§ Prompt
This exercise calls for every line of the listing below that contains the word "sections".

§ Raw data
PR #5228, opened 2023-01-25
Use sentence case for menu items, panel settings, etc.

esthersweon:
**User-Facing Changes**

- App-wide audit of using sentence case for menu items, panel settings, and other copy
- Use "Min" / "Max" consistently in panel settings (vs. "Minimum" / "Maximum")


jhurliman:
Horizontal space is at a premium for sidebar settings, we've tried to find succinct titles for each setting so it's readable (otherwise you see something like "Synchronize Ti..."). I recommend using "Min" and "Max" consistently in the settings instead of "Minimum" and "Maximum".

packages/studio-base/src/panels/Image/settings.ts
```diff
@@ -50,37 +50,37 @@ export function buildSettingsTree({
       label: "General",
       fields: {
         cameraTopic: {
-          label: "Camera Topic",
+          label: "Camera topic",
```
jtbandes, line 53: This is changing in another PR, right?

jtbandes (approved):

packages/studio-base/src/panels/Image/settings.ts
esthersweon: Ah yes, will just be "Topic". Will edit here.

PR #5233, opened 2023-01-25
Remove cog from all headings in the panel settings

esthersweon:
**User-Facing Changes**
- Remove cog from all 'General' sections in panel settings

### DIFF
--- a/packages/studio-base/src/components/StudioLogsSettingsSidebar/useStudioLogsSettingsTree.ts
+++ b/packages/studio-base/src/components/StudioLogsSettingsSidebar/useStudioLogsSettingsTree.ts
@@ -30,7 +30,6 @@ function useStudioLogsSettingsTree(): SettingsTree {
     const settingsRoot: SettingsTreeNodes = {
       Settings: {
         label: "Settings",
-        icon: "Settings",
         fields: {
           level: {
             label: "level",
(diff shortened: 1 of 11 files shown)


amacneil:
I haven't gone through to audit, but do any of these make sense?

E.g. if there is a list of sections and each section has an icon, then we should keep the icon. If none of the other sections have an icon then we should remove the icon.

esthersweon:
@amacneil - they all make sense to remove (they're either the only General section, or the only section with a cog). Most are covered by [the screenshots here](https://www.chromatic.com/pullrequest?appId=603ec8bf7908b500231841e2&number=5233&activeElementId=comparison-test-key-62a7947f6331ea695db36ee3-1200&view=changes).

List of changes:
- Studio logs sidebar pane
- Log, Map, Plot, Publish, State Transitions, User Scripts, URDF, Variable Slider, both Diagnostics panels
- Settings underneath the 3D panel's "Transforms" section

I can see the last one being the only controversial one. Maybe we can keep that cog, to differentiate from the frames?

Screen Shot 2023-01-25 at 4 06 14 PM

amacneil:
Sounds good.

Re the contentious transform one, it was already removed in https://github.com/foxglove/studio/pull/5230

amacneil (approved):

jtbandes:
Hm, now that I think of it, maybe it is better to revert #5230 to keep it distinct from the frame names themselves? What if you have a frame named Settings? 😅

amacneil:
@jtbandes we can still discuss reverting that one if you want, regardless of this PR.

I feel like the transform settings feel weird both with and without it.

§ Task output
- Remove cog from all 'General' sections in panel settings
E.g. if there is a list of sections and each section has an icon, then we should keep the icon. If none of the other sections have an icon then we should remove the icon.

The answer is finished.